JPS582121Y2 - Insulated internally cooled cable track - Google Patents

Description

[Detailed Description of the Invention] The invention relates to an improvement in an internally cooled cable line for cooling a laid cable from the inside by passing a refrigerant inside the conductor of the cable.

In conventional internal cooling cable lines, the refrigerant passage provided inside the cable conductor and the return pipe are connected between the stop joints of the cable to form a refrigerant circulation path, and a heat exchanger is installed in the middle of the return pipe. The heat generated from the cable is removed by cooling the refrigerant through the cable, but the refrigerant circulating within the cable is cooled by a heat exchanger and then passing through the cable (because it is gradually heated and the temperature rises). 1) The temperature of the cable has a gradient in the longitudinal direction and reaches its highest temperature near the refrigerant outlet of the cable, which is an obstacle to increasing the current capacity.

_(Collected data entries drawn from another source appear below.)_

PR #472, opened 2024-03-06
BAU: remove orm on submission dim and replace with raw sql

Joel-Pearce:
Removes an ORM query, ```session.query(Submission)```, which was incorrectly selecting attributes belonging to a later migration for ```Submission```, and replaces it with raw SQL.


gidsg (approved):
LGTM (have tested on dev re-running this migration) 👍

db/migrations/versions/010_programme_junction.py
```diff
@@ -91,9 +91,15 @@ def upgrade():
...
     # and add this as FK to corresponding (new) row in junction table.
-    for submission in session.query(Submission):
+    sql_query = text(
+        """
+        SELECT id from submission_dim;
+        """
+    )
+    result = connection.execute(sql_query)
+    for row in result:
         programme_junction_row = ProgrammeJunction(
```
nsnape, line 101: should we also change this ORM class?

nsnape (changes requested):

db/migrations/versions/010_programme_junction.py
Joel-Pearce: I think ```ProgrammeJunction``` is very likely to be fine because we're probably not going to add an extra column (although thinking about it not sure I can say that), and because this doesn't use SQLAlchemy's ```query``` function (which does a ```SELECY *``` and was causing the headache).

I think we should however just remove all of the ORM stuff that could ever lead to any migration breaking in the future.

MarcUsher: There is a Jira ticket in the refinement bucket look at potentially adding more columns to Programme Junction (FMD-240) but yeah it was the `SELECT *` behaviour that was the issue so hopefully that wouldn't happen in this instance.

nsnape: It's more if the KWARGs for pushing to that Model change in future, this could break. But it's a small risk, and should be obvious how to fix if it occurs, so I'll approve.

nsnape (approved):

PR #473, opened 2024-03-07
SMD_671 - Integrate PF mappings extraction into pipeline

wjrm500:
### Ticket
[SMD_671 - Integrate PF mappings extraction into pipeline](https://dluhcdigital.atlassian.net/browse/SMD-671)


core/controllers/ingest.py
```diff
@@ -84,9 +89,10 @@ def ingest(body: dict, excel_file: FileStorage) -> tuple[dict, int]:
         else:
             # TODO https://dluhcdigital.atlassian.net/browse/SMD-653: replace hardcoded dependencies with dependency
             #   injection
-            _ = extract_process_validate_tables(workbook_data, PF_TABLE_CONFIG)
+            user_tables = extract_process_validate_tables(workbook_data, PF_USER_DATA_TABLE_CONFIG)  # noqa: F841
+            control_tables = extract_process_validate_tables(workbook_data, PF_CONTROL_TABLE_CONFIG)
+            control_mappings = create_control_mappings(control_tables)  # noqa: F841
```
Joel-Pearce, line 94: Can we update the docstring to mention what these are and what they do, or leave an in-line comment?

Joel-Pearce (changes requested):

core/controllers/ingest.py
```diff
@@ -130,7 +136,7 @@ def parse_body(body: dict) -> tuple[str, int, dict | None, bool]:
 
 def extract_process_validate_tables(
     workbook_data: dict[str, pd.DataFrame], tables_config: dict[str, dict]
-) -> dict[str, Table]:
+) -> dict[str, pd.DataFrame]:
```
cyrusdobbs, line 139: We need to preserve the `Table` objects because they enable errors found during cross-table validation to be mapped back to the original spreadsheet. Otherwise we'd need to hardcode indexes which I think we should definitely avoid.

core/transformation/pathfinders/round_1/control_mappings.py
```diff
@@ -0,0 +1,55 @@
+import pandas as pd
+
+
+def create_control_mappings(extracted_tables: dict[str, pd.DataFrame]) -> dict[str, dict | list[str]]:
```
cyrusdobbs, line 4: Would be good to have a docstring on at least the public method

cyrusdobbs (changes requested):

core/controllers/ingest.py
wjrm500: Noted

wjrm500:
Hey @cyrusdobbs I've added a docstring to the `create_control_mapping` function and also done a small refactor as per our conversation over Slack. The user data and control data config dictionaries have been combined into a single config dictionary, and this gets passed into `extract_process_validate_tables`. Inside that we will call `cross_validate` (I guess the callable will be injected) such that it has access to the `Table` objects for error messaging but we can keep a clean interface for `extract_process_validate_tables` of DataFrame dictionary in, DataFrame dictionary out. It can access the control data mappings by calling `create_control_mappings` and passing in the extracted tables from the merged config, which will include the control data tables necessary to create the mappings. Then downstream in transformation, we will call `create_control_mappings` again. So it's duplication but with the benefit of removing the need to inject `control_mappings` as a dependency or pass `Table` objects around at the level of the `ingest` module.

This means the actual integration of mapping extraction via a call to `create_control_mappings` will now be shifted to the PR I will shortly open for transformation integration, and we'll also need that call in the cross-validation PR you're working on.

Joel-Pearce (approved):

core/controllers/ingest.py
```diff
@@ -170,25 +167,24 @@ def extract_process_validate_tables(
                     f"{config['extract']['worksheet_name']} {error.cell.str_ref if error.cell else ''}:"
                     f" {error.message}"
                 )
+        tables[table_name] = table.df
```
cyrusdobbs, line 170: We'll still need to keep the `Table`s for now because cross-table validation will use them

wjrm500: Just had a thought - makes more sense for you to just make this change in your cross-table validation PR. All I'd be doing here would be to assign the `Table` not the `DataFrame` to the `tables` dict, but then to keep the interface of `extract_process_validate_tables` the same (`DataFrame`s returned), in the next line of code I'd need to add something like `tables = {table_name: table.df for table_name, table in tables.items()}` anyway

cyrusdobbs (approved):
LGTM

PR #475, opened 2024-03-07
BAU: fix pfc migration

Joel-Pearce:
Fixes a mistake where in programme_junction_id was nullable for ProjectFinanceChange. Also adds a test to ensure an appropriate error is flagged if the column become nullable.


db/migrations/versions/018_fix_pfc_table.py
```diff
@@ -0,0 +1,40 @@
...
+
+    # ### end Alembic commands ###
+
+
+def downgrade():
+    # ### commands auto generated by Alembic - please adjust! ###
+    with op.batch_alter_table("project_finance_change", schema=None) as batch_op:
+        batch_op.drop_index("ix_project_finance_change_join_programme_junction")
+        batch_op.create_index(
+            "ix_project_finance_change_join_programme_junction", ["programme_junction_id"], unique=False
```
nsnape, line 36: I presume this is auto-generated? Any idea why it recreates what looks like exactly the same index?

nsnape: I'm also confused as to why it isn't re-created after the column is changed - this is why I presumed it was recreated

nsnape: ah, so this downgrade should actually set unique = True? And should be placed after the column is edited?

nsnape (approved):

PR #476, opened 2024-03-08
SMD-665 - Integrate PF transformation into pipeline

wjrm500:
### Ticket
[SMD-665 - Integrate PF transformation into pipeline](https://dluhcdigital.atlassian.net/browse/SMD-665)

### Summary of changes
- The actual integration of transformation itself is just one line of code in `ingest.py`: `data_to_load = pathfinders_transform(tables, reporting_round)` - this is the only "functional" change to the code made in this PR
- However adding this line causes a bunch of errors with existing tests, as changes have been made to the spreadsheet and schema while various components of the pipeline have been developed
- So the vast majority of changes in this PR are around bringing the extraction and validation config dict up to date with the spreadsheet, and then propagating changes to column names or whatever throughout the rest of the pipeline


core/transformation/pathfinders/round_1/transform.py
```diff
@@ -161,17 +161,19 @@ def _project_details(
...
-    project_ids = df_dict["Project Location"]["Project name"].map(project_name_to_id_mapping)
-    location_multiplicities = df_dict["Project Location"]["Location"].map(
+    project_ids = df_dict["Project location"]["Project name"].map(project_name_to_id_mapping)
+    location_multiplicities = df_dict["Project location"]['Project full postcode/postcodes (e.g., "AB1D 2EF")'].map(
         lambda x: "Multiple" if "," in x else "Single"
     )
-    locations = df_dict["Project Location"]["Location"].map(lambda x: list(map(str.strip, x.split(","))))
-    postcodes = df_dict["Project Location"]["Location"].map(extract_postcodes)
+    locations = df_dict["Project location"]['Project full postcode/postcodes (e.g., "AB1D 2EF")'].map(
+        lambda x: list(map(str.strip, x.split(",")))
```
Joel-Pearce, line 171: This is a bit of an unwieldy lambda, and I wonder if it might be more consistent for anything other than a very straightforward lambda to be a function. That way we can properly unit test it and avoid this difficult to read code.

Then the code will read something like:

```locations = df_dict["Project location"]['Project full postcode/postcodes (e.g., "AB1D 2EF")'].map(function)```

**Review by Joel-Pearce — CHANGES_REQUESTED** [review]
Apologies if this is done somewhere I can't see, but with regards to the column names, they should match what we find in the respective DataClass for each table in ```core/controllers/mappings.py```. If they don't match these, then the pipeline will break with a ```KeyError```.

File: core/transformation/pathfinders/round_1/transform.py (hunk 1 above)
Comment (wjrm500) [reply core/transformation/pathfinders/round_1/transform.py:171]: Hey @Joel-Pearce, while I agree with the principle that anything beyond a simple lambda should be a standalone function, I do think this lambda is quite simple - the lambda itself is just `list(map(str.strip, x.split(",")))` - split the string by commas, strip whitespace and convert to a list. I think the expression as a whole perhaps looks more complex at an initial glance because of the verbosity of the bit that comes before it - `df_dict["Project location"]['Project full postcode/postcodes (e.g., "AB1D 2EF")']`. The other reason I'd rather not put this into a standalone function is that currently in this module we have the one parent, public function `pathfinders_transform`, and then every other function is a "private sub-function" called once by `pathfinders_transform` - separating out this into its own function would break that pattern

**Comment by wjrm500** [comment]
> Apologies if this is done somewhere I can't see, but with regards to the column names, they should match what we find in the respective DataClass for each table in `core/controllers/mappings.py`. If they don't match these, then the pipeline will break with a `KeyError`.

Thanks @Joel-Pearce, could you clarify which column names in particular you are referring to?

File: core/transformation/pathfinders/round_1/transform.py (hunk 1 above)
Comment (nsnape) [reply core/transformation/pathfinders/round_1/transform.py:171]: It feels like something we should test though. Do we throw different strings at this in a test? Obvs in this case it will expensive as a unit test as it has all the extra setup / context

Comment (nsnape) [reply core/transformation/pathfinders/round_1/transform.py:171]: also, is this transforming this cell into a list? What is the reason for that as we just capture the original string in the DB for this column

**Review by nsnape — CHANGES_REQUESTED** [review]

File: core/transformation/pathfinders/consts.py [hunk 2]
```diff
@@ -8,27 +8,11 @@
 }
 
 PF_REPORTING_PERIOD_TO_DATES = {
```
nsnape, line 10: can you add an inline comment to detail exactly what this mapping is for (ie for translating dates present in the PF spreadsheet, I presume)

core/transformation/pathfinders/round_1/transform.py
```diff
@@ -334,7 +336,8 @@ def _outputs(
             amount                  - from "Amount" in the transformed DF "Output_Data"
             additional_information  - from "Additional Information" in the transformed DF "Output_Data"
     """
-    organisation_name = df_dict["Organisation Name"].iloc[0, 0]
+    # TODO: Handle bespoke outputs
```
nsnape: can we try and put a Jira ticket number on all TODO's going forward (action from last away day)

nsnape (changes requested):

Joel-Pearce (approved):
LGTM

nsnape (approved):

PR #479, opened 2024-03-13
SMD-667 - Fix cell reference string in case of ignored non-header rows

wjrm500:
### Ticket
[Fix cell reference string in case of ignored non-header rows](https://dluhcdigital.atlassian.net/browse/SMD-667)

### Change summary
By removing all index resetting during table processing, all table DataFrames contain the original indices from the spreadsheet, removing the need for additional logic to map back from table-scope row indices to original indices even in the case of arbitrary removal of rows. This allows us to dispense with the `first_row_idx` attribute of the `Table` class.

Because DataFrames now contain original indices and not reset ones...
- The `_remove_ignored_non_header_rows` method of `TableProcessor` had to be adjusted to remove rows based on `ignored_non_header_rows` indices matching the actual _position_ of rows in the DataFrame (the index values you'd get if you ran a `reset_index`), rather than the index (as those two things had diverged).
- The indices of expected DataFrames in the extraction tests had to be updated

### DIFF
--- a/tables/process.py
+++ b/tables/process.py
@@ -135,6 +135,7 @@ class TableProcessor:
         if rows := [idx for idx in self.ignored_non_header_rows if idx not in table.df.index]:
             raise TableProcessingError(f"Ignored non-header rows {rows} are out-of-bounds.")
         table.df = table.df.drop(self.ignored_non_header_rows)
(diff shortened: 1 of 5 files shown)


Joel-Pearce (approved):
LGTM if all of the cells flagged up by the integration tests are correct.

In particular, in a cable line laid in a tunnel, the temperature of the cable increases abnormally due to the effects of heat radiated from the cable and heat radiated from a return pipe through which high-temperature refrigerant flows.

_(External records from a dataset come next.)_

PR #428, opened 2022-11-01
426 bug msg keyerror data

bsuryadevara:
- Users can pass the name of a column that has to be pre-processed more easily with parameterized pre-process columns.

### DIFF
--- a/morpheus/_lib/include/morpheus/stages/preprocess_nlp.hpp
+++ b/morpheus/_lib/include/morpheus/stages/preprocess_nlp.hpp
@@ -54,6 +54,7 @@ class PreprocessNLPStage
                        bool truncation,
                        bool do_lower_case,
                        bool add_special_token,
+                       std::string column,
                        int stride = -1);
 
   private:
@@ -63,6 +64,7 @@ class PreprocessNLPStage
     subscribe_fn_t build_operator();
 
     std::string m_vocab_hash_file;
+    std::string m_column;
     uint32_t m_sequence_length;
     bool m_truncation;
     bool m_do_lower_case;
@@ -86,6 +88,7 @@ struct PreprocessNLPStageInterfaceProxy
                                                                           bool truncation,
                                                                           bool do_lower_case,
                                                                           bool add_special_token,
+                                                                          const std::string column
                                                                           int stride = -1);
 };
 #pragma GCC visibility pop
--- a/morpheus/_lib/include/morpheus/stages/preprocess_nlp.hpp
+++ b/morpheus/_lib/include/morpheus/stages/preprocess_nlp.hpp
@@ -88,7 +88,7 @@ struct PreprocessNLPStageInterfaceProxy
                                                                           bool truncation,
                                                                           bool do_lower_case,
                                                                           bool add_special_token,
-                                                                          const std::string column,
+                                                                          const std::string &column,
                                                                           int stride = -1);
 };
 #pragma GCC visibility pop
--- a/morpheus/_lib/include/morpheus/stages/preprocess_nlp.hpp
+++ b/morpheus/_lib/include/morpheus/stages/preprocess_nlp.hpp
@@ -54,7 +54,7 @@ class PreprocessNLPStage
                        bool truncation,
                        bool do_lower_case,
                        bool add_special_token,
-                       int stride = -1,
+                       int stride         = -1,
                        std::string column = "data");
 
   private:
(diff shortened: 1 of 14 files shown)


cwharris:
rerun tests

cwharris (approved):

raykallen (approved):

morpheus/stages/preprocess/preprocess_nlp_stage.py
```diff
@@ -63,6 +63,8 @@ class PreprocessNLPStage(PreprocessBaseStage):
         overflowing token-ids can contain duplicated token-ids from the main sequence. If max_length is equal to stride
         there are no duplicated-id tokens. If stride is 80% of max_length, 20% of the first sequence will be repeated on
         the second sequence and so on until the entire sentence is encoded.
+    column : str
+        Name of the column containing the data that needs to be preprocessed.
```
mdemoret-nv, line 67:
```suggestion
    column : str, default = "data"
        Name of the column containing the data that needs to be preprocessed.
```

mdemoret-nv (changes requested):
We need a test case to exercise this new functionality.

morpheus/_lib/include/morpheus/stages/preprocess_nlp.hpp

For this reason, it was necessary to take measures such as installing air cooling devices to cool the inside of the tunnel in each certain cooling effective section.

The present invention has been developed in view of the above points, and an embodiment thereof will be described below with reference to the drawings. is provided with a heat insulating layer 6.

The heat insulating layer 6 is not limited to the outer periphery of the sheath 5, but may be provided between the conductor 2 and the cable insulator 4 or between the insulator 4 and the sheath 5.

7 is a stop joint, 8 is a return pipe with a heat insulating layer 9 on its outer periphery, 10 is a pump connected to the return pipe, 11 is a heat exchanger installed in the return pipe, and as shown in Figure 2, the cable The refrigerant passage 3 in the conductor and the return pipe 8 are connected at the stop joint 7.7 to form a refrigerant circulation path for each stop joint section, and the refrigerant is cooled by the heat exchanger 11 provided in the return pipe 8. The refrigerant is circulated by the pump 10 to cool the cable.

With this structure, the refrigerant heated while passing through the refrigerant passage 3 in the cable conductor passes from the stop joint 7 on one side, through the return pipe 8, and is cooled in the heat exchanger 11 in the direction of the arrow. The cable is cooled by passing through the stop joint 7 and into the refrigerant passage 3 within the cable conductor.

However, in this case, since the installed cable 1 and return pipe 8 are provided with insulation layers 6 and 9, the influence of heat radiation on other cables or the thermal influence of ambient temperature rise is significantly reduced, and the cooling effect of the cable is extremely high. becomes good.

Next, I will explain a specific example of this inconvenience (cross-sectional area 2000u
f, oil passage diameter 50mmφ, 275Kv length 500m O
F cable (cable 1 with a heat insulating layer of 207 Lrft thick polyethylene foam and an inner diameter of 50 Lrft)
This is the same as the proposed tatami cable line constructed by connecting a return pipe 8 with a copper pipe of m1φ (with a heat insulating layer of 20 mm thick foamed polyethylene) as shown in Figure 3. The conditions are: conventional cable line without heat insulation layer, outside temperature 20℃, circulating cooling oil amount 2000 ec/s
2000A~60 for each cable under EC conditions
The refrigerant temperature at measurement points A, B, C, D, and E was actually measured by passing a current of 00 A, and the results are shown in the following table.

According to the present invention, by providing a heat insulating layer around the cable and return pipe as described above, thermal interference between the cables and between the return pipe and the cable due to heat dissipation from the cable and return pipe is reduced. Thermal effects caused by temperature changes f are significantly reduced, the cooling effect of the cable is improved, and the current carrying capacity can be increased.

In addition, if the cable is installed inside a tunnel, there is no need to take measures such as defining effective cooling sections and installing a wind cooling device in each section, which is the case with conventional methods, which can greatly reduce construction costs. There are advantages.

[Brief explanation of the drawing]

FIG. 1 is a cross-sectional view of the cooling cable and return pipe of the present invention, and FIGS. 2 and 3 are explanatory diagrams showing an embodiment of the present invention. 1: cable, 2: conductor, 3: refrigerant passage, 4: insulator,
5: Sheath, 6: Heat insulation layer, γ-nis top joint, 8
: Return pipe, 9: Heat insulation layer, 10: Pump, 1: Heat exchanger.

Claims (1)

[Scope of utility model registration request] The refrigerant passage in the cable and the return pipe provided with a heat exchanger form a refrigerant circulation path for each stop joint section, and the refrigerant passage in the cable conductor (the refrigerant passage in the cable line where the refrigerant is circulated) A thermally insulated internally cooled cable line characterized in that a heat insulating layer is provided on the outer periphery of the internal conductor of the installed cable and on the outer periphery of the return pipe.